Landlines, Mobile Phones & 3G
As mobile phone technology booms, they are increasingly becoming candidates for digital home remote controls. Using home automation software and dial-up access, any touch-tone phone can function as a remote control for your household appliances. Additionally, wireless connectivity using 3G and Bluetooth can provide remote access to software-controlled X10, Z-Wave, xAP or UPnP devices. At 384kbps, 3G is currently only capable of half the speed of Bluetooth, but it is expected that 3G networks will achieve 2Mbps in the near future. However, the real benefit of 3G over Bluetooth isn't its speed, but the potential network coverage, being at least the equivalent of the current mobile phone network. The remote control possibilities of using 3G for digital homes in the future includes face recognition security over video calls as well as a long range alternative to FM and Wi-Fi for streaming media around the home -- and beyond.

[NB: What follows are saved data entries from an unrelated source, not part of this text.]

PR #6820, opened 2021-08-05
texture_cache: Split out template definitions

yzct12345:
It takes as much as three minutes to incrementally compile yuzu when I edit any of the template functions in `texture_cache.h`. It is compiling about 20 other unrelated files. This was already frustrating for me when writing #6790 and it gets worse debugging trickier problems. By splitting out the definitions the compile merely takes 30 seconds.

PR #6857, opened 2021-08-11
Vulkan Fastmem 3: No more loading stutters

yzct12345:
This moves UnswizzleTexture which can take as much as 20 milliseconds to the GPU. Just like CPU fastmem I use memory mapping to let the GPU see the emulated memory. The function now takes less than 1 millisecond.

Link's Awakening's intro video plays at 50 FPS maximum instead of 44 FPS. Kirby Star Allies doesn't stutter any more while loading such as when pressing A after starting emulation.

### DIFF
--- a/src/core/device_memory.cpp
+++ b/src/core/device_memory.cpp
@@ -2,11 +2,19 @@
 // Licensed under GPLv2 or any later version
 // Refer to the license.txt file included.
 
+#include "common/logging/log.h"
 #include "core/device_memory.h"
 
 namespace Core {
 
-DeviceMemory::DeviceMemory() : buffer{DramMemoryMap::Size, 1ULL << 39} {}
+DeviceMemory::DeviceMemory() : buffer{DramMemoryMap::Size, 1ULL << 39} {
+    auto ptr = reinterpret_cast<std::size_t>(buffer.BackingBasePointer());
+    if (ptr & 0xfff || !ptr) {
+        LOG_CRITICAL(HW_Memory, "Unaligned DeviceMemory");
+        abort();
+    }
+}
+
 DeviceMemory::~DeviceMemory() = default;
 
 } // namespace Core
--- a/src/core/device_memory.h
+++ b/src/core/device_memory.h
@@ -12,7 +12,9 @@ namespace Core {
 namespace DramMemoryMap {
 enum : u64 {
     Base = 0x80000000ULL,
-    Size = 0x100000000ULL,
+    GiB = 0x40000000ULL,
+    GiBs = 4,
+    Size = GiB * GiBs,
     End = Base + Size,
     KernelReserveBase = Base + 0x60000,
     SlabHeapBase = KernelReserveBase + 0x85000,
--- a/src/core/memory.cpp
+++ b/src/core/memory.cpp
@@ -65,7 +65,11 @@ struct Memory::Impl {
             return {};
         }
 
-        return system.DeviceMemory().GetPointer(paddr) + vaddr;
+        u8* test = system.DeviceMemory().GetPointer(paddr);
+        //        LOG_CRITICAL(Debug, "{:016X} {:016X} {:016X} va {:016X} {:016X}",
+        //                     (size_t)system.DeviceMemory().buffer.BackingBasePointer(),
+        //                     (size_t)test, paddr, vaddr, (size_t)(test + vaddr));
+        return test + vaddr;
     }
 
     u8 Read8(const VAddr addr) {
@@ -238,6 +242,42 @@ struct Memory::Impl {
 
     void ReadBlockUnsafe(const VAddr src_addr, void* dest_buffer, const std::size_t size) {
         ReadBlockImpl<true>(*system.CurrentProcess(), src_addr, dest_buffer, size);
+    }
+
+    void ReadBlockPointersUnsafe(const Kernel::KProcess& process, const VAddr src_addr,
+                                 ReadPointers& result, const std::size_t size) {
+        const auto end = &result.data[0];
+        const auto base_ptr = system.DeviceMemory().buffer.BackingBasePointer();
+        auto& tail = result.tail;
+        WalkBlock(
+            process, src_addr, size,
+            [src_addr, size, &tail](const std::size_t copy_amount, const VAddr current_vaddr) {
+                LOG_ERROR(
+                    HW_Memory,
+                    "Unmapped ReadBlockPointers @ 0x{:016X} (start address = 0x{:016X}, size = {})",
+                    current_vaddr, src_addr, size);
+                tail->backing_offset = DramMemoryMap::Size;
+            },
+            [&tail, base_ptr](const std::size_t copy_amount, const u8* const src_ptr) {
+                tail->backing_offset = src_ptr - base_ptr;
+            },
+            [&tail, base_ptr](const VAddr current_vaddr, const std::size_t copy_amount,
+                      const u8* const host_ptr) {
+                tail->backing_offset = host_ptr - base_ptr;
+            },
+            [&tail, end](const std::size_t copy_amount) {
+                tail->copy_amount = static_cast<u32>(copy_amount);
+                if (tail == end) {
+                    LOG_CRITICAL(Debug, "Trying to read too much???");
+                    abort();
+                }
+                --tail;
+            });
+    }
+
+    void ReadBlockPointersUnsafe(const VAddr src_addr, ReadPointers& result,
+                                 const std::size_t size) {
+        ReadBlockPointersUnsafe(*system.CurrentProcess(), src_addr, result, size);
     }
 
     template <bool UNSAFE>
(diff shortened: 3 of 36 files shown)


FernandoS27:
Please don't use direct GPU memory mapping just for this. It's best to just upload the memory to the GPU in a stagging buffer.

Direct GPU mapping will fuck up due to memory protections on guest memory. You need to do a sepparate CPU mirror on it that's not protected. You may also run out of handles on AMD and it will fuck up on Windows NVIDIA on sparse textures.

yzct12345:
> stagging buffer

This is the main bottleneck I identified in my profiling of the ZLA intro. There is a staging buffer and another temporary buffer and that is the problem. `ReadBlockUnsafe` takes 3 milliseconds and that's a whopping 20% of the frame time if we ever want to reach 60 FPS. After optimizing `UnswizzleTexture` both functions take nearly the same time. Moving both to the GPU is critical for performance.

If you are concerned the data will get modified in the meantime I can `vkCmdCopyBuffer` from direct GPU mapped memory to a staging buffer. `memcpy` must be avoided at all costs and that's what VK_EXT_external_memory_host allows us to do.

> due to memory protections on guest memory

Can you explain this more please? It would be nice to have an example of what could get broken.

> sepparate CPU mirror on it that's not protected

I forgot about the `RasterizerCachedMemory` case. Thanks for pointing that out. I'll think about how to handle it.

> run out of handles on AMD

This only adds 4 new buffers.

> will fuck up on Windows NVIDIA on sparse textures

I will have to learn about sparse textures first.

yzct12345:
> Please don't use direct GPU memory mapping just for this. It's best to just upload the memory to the GPU in a stagging buffer.

I finally got to looking at @ReinUsesLisp's code. Doesn't it use exactly the same extension VK_EXT_EXTERNAL_MEMORY_HOST?

# Credit

People on discord have accused me of [stealing Rodrigo's branch](https://discord.com/channels/398318088170242053/402002111241388032/874930526799167518). First of all the commits are completely different. The approach and targets are also different.

The only similarity is that we both use VK_EXT_EXTERNAL_MEMORY_HOST. Unfortunately I can't prove that I came up with that idea myself. Rodrigo's first commit is on [June 29](https://github.com/ReinUsesLisp/yuzu/commit/d951c716315fa1f048e261cc6d1ac89da0793774) and the last commit is on [July 13](https://github.com/ReinUsesLisp/yuzu/commit/d08be6412280a96e0b884448548579fbe23a3a35) and the push is on [2021-08-01T22:07:17Z](https://api.github.com/repos/reinuseslisp/yuzu/events). The Discord announcement is on the [7th](https://discord.com/channels/398318088170242053/402002111241388032/873571040381534278).

However there is a logical series of steps that led to mine. I located and fixed the problem with `UnswizzleTexture` called by `Image::UploadMemory` in #6790 at Aug 1, 2021, 12:05 AM UTC. This is 10 hours before Rodrigo's push. The later #6820 and #6823 on August 5 were split out of my work-in-progress fastmem 3 which continues work on the same problem. That's 2 days before the Discord announcement. While I can't prove that I didn't look at the push on August 1, it's unlikely I would know of it without Discord. I worked to get fastmem 3 working until publishing on August 11. Upon checking Discord I [informed Rodrigo of this](https://discord.com/channels/398318088170242053/402002111241388032/874103396548890644).

Furthermore we are optimizing different part. Rodrigo is targeting the [buffer cache](https://discord.com/channels/398318088170242053/402002111241388032/873572508819922985). As you know from NVDEC I'm targeting the texture cache and hoping it also improves in-game performance. If not, then at least get rid of lag spikes.

We are also trying to do the opposite thing. Rodrigo brings "MASSIVE Accuracy advantages at a cost of a lil perf" while I don't care about accuracy that much and you know from my PRs how much I care about performance.

Blink said gpu fastmem 2 only works well on ["NVIDIA- Linux. For Windows, we are waiting for an nvidia fix"](https://discord.com/channels/398318088170242053/402002111241388032/873572268364681267). Mine only works on Intel Linux. Though I haven't tried I don't see why mine wouldn't work on Nvidia Windows.

I cannot claim I invented using VK_EXT_EXTERNAL_MEMORY_HOST for emulators. Another emulator added that [a year ago](https://www.libretro.com/index.php/parallel-rdp-rewritten-from-scratch-available-in-parallel-n64-right-now-for-retroarch/). But Rodrigo's and my fastmem work differently. I just map all the physical memory and have whatever dispatches the compute shaders use `ReadPointers` to quickly do the lookup there. You don't see `GPUVAddr` and `VAddr` in my mapping code. Rodrigo maps the virtual memory and the method is `void HostMemoryAllocator::Map(GPUVAddr gpu_addr, VAddr cpu_addr, size_t size_bytes, bool cpu_cached, bool is_remap)`. As shown by the `is_remap` variable Rodrigo's memory can get remapped at runtime. I would never do that:

http://lkml.iu.edu/hypermail/linux/kernel/0004.0/0728.html

> People love mmap() and other ways to play with the page tables to
> optimize away a copy operation, and sometimes it is worth it.
> 
> HOWEVER, playing games with the virtual memory mapping is very expensive
> in itself. It has a number of quite real disadvantages that people tend
> to ignore because memory copying is seen as something very slow, and
> sometimes optimizing that copy away is seen as an obvious improvment.
> 
> Downsides to mmap:
>  - quite noticeable setup and teardown costs. And I mean _noticeable_.
>    It's things like following the page tables to unmap everything
>    cleanly. It's the book-keeping for maintaining a list of all the
>    mappings. It's The TLB flush needed after unmapping stuff.
>  - page faulting is expensive. That's how the mapping gets populated,
>    and it's quite slow.
> 
> Upsides of mmap: 
> - if the data gets re-used over and over again (not relevant for emulators at least for my UploadTexture)
> 
> - if the data is large (not relevant for emulators)
> 
> Linus  (Torvalds)

I would like to claim I invented using this for yuzu:

- Mapping physical instead of virtual memory
- Mapping the memory just once at startup

# Summary

In summary they use the same VK_EXT_EXTERNAL_MEMORY_HOST but for different purposes.

|What|Rodrigo|mine|
|-|-|-|
|Target|Buffer cache|Texture cache|
|Improves|Accuracy|Performance|
|Worsens|Performance|Accuracy?|
|Driver|Nvidia-Linux|Intel-Linux|
|mapped when?|During gameplay?|Only four times at startup|
|Memory|Virtual|Physical|

I don't plan to touch the buffer cache unless profiling leads to it or if dealing with `RasterizerCachedMemory`requires it, so there shouldn't be a code conflict. What I'm worried about [is this](https://www.khronos.org/registry/vulkan/specs/1.2-extensions/man/html/VK_EXT_external_memory_host.html#_issues). Some compat might be needed between fastmem 2 and fastmem 3:

> 6) Can the same host allocation be imported multiple times into a given physical device?
> 
> RESOLVED: No, at least not guaranteed by this extension. Some platforms do not allow locking the same physical pages for device access multiple times, so attempting to do it may result in undefined behavior.

v1993:
This is a great technical description, but

> People on discord have accused me of [stealing Rodrigo's branch](https://discord.com/channels/398318088170242053/402002111241388032/874930526799167518).

is just plain wrong. They have literally just asked a question if it's building on previous work or something entirely new (and even if you were building on previous work, it would hardly be stealing anyways).

Morph1984:
It's more of people being confused of what this "fastmem" is, they assume its the same as Rodrigo's, but its not. Perhaps the description could've earlier stated that it isn't the same as users aren't familiar with how this fastmem differs.

FernandoS27:
I wouldn't call this stealing. If someone calls you that, let me know, they'll have to deal with my anger. This just does the same idea of direct host memory import of gpu memory but for a very specific task. Maybe you want to change the name, it really gave people a bad impression of what this is as it's not what we normally call "fastmem" or what that thing was supposed to do.

Personally I'm against using GPU memory mapping just to reduce the need to swizzle/unswizzle. I do believe that this could actually be part of a full GPU memory mapping based GPU emulation (such as Rodrigo's). just on the premise that GPU memory mapping is heavily unstable right now and very recent tech. If the texture is within 2 windows memory placeholders, nvidia fucks up. If the memory is protected (as usual with caching) then the gpu fucks up if it writes it (all vendors). Intel and AMD easily run out of memory handles.

I think you should add this to Rodrigo's fastmem and continue working on that in a future. It's a very experimental technology but I do believe it will yield nice fruits in the future. It's obviously counterproductive for Discrete GPUs as they must constantly cache/uncache this memory from host memory but it will be important in the future for integrated SoCs and unfied memory. It also increases accuracy by a thresshold.

Another thing is that this optimization sacrifices accuracy and that's not acceptable.

Moonlacer:
If people are claiming that you've stolen Rodrigo's code, they have no idea what they're talking about :) @yzct12345 
Keep up the good work 👍

v1993:
> If people are claiming that you've stolen Rodrigo's code, they have no idea what they're talking about :) @yzct12345
> Keep up the good work

We yet have to see any such claims (or, at least, quotations of them here). The original attribution of them seems like a simple case of misunderstanding - happens to the best of us.

zeltermann:
Seems interesting, unfortunately no updates after 2 years.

Digital Media Adapters (DMAs)
The appearance of a new genre of media players, known collectively as Digital Media Adapters, is bridging the gap between the PC and home cinema. These devices plug into your AV receiver or TV with standard RCA cables and provide an on-screen menu that can be navigated by remote control. A built-in wireless adapter or standard Ethernet cable connects the device to your LAN, giving you instant access to your movie or music collection. There is no need to run AV cables through the house, and the UPnP compatible models are accessible from any Windows PC. Although these units provide new levels of convenience, they are essentially mini-computers and can thus be limited in the types of media they can play. For example, the Linksys WMA11B supports WMA, MP3, JPG, GIF, TIF and BMP files, although firmware updates may widen compatibility in the future. Other DMAs, such as the DSM-320 from D-Link, have native support for MPEG-4 video formats, making them an appealing alternative to a dedicated lounge room computer. If you want full support for all digital media formats and desktop access, however, then a dedicated PC is the way to go.
Many DVD players now support MPEG-4 formats like XviD and DivX. These devices can play back files previously only available to PCs. Unlike DMAs, which can stream media over the network, these players still require you to burn disks for playback. It's no wonder then that PC home cinema is becoming a popular alternative. A lounge room or entertainment PC with DVD drive, network connection and digital TV tuner can replace a set top box, DVD player, CD player, radio tuner and DMA -- all for a competitive price. At around $500, stylish bare bones PC systems are providing an inexpensive alternative to component systems, as well as being a chic complement to any existing home cinema. Running personal video recorder software such as the freeware GB PVR, a single interface can access all your TV channels and network media files from a cordless keyboard or specialised remote control.
As a sign of things to come, Microsoft has launched a special edition of Windows XP called Media Center Edition, specifically designed to run on entertainment computers. Due in Australia later this year, the operating system will no doubt coincide with an increase in the popularity of these lounge room PCs.
|Here and now: Wireless Media Adapters|
If you have a hard disk full of movies and music files, you may have found your PC is starting to supersede your physical collections in both convenience, quantity and quality. So how do you play your movies and music through your existing home cinema system?
Well, you could always run audio and video cables through the house, but then you're still faced with the problem of how to control your PC remotely from the lounge room. That's where wireless media adapters can step in. For around $400 these little devices sit near your TV and connect to the video and audio inputs of your AV receiver just like a DVD player, for instance. Then, using the adapter's own remote control you can browse your network for media files and play them back through your Hi-Fi speakers and TV. There's no network cable running through the house, and the handheld remote gives you the same control you already wield over your other Hi-Fi components. All you need for this to work is a wireless network card, wireless router, or access point for the device to communicate with.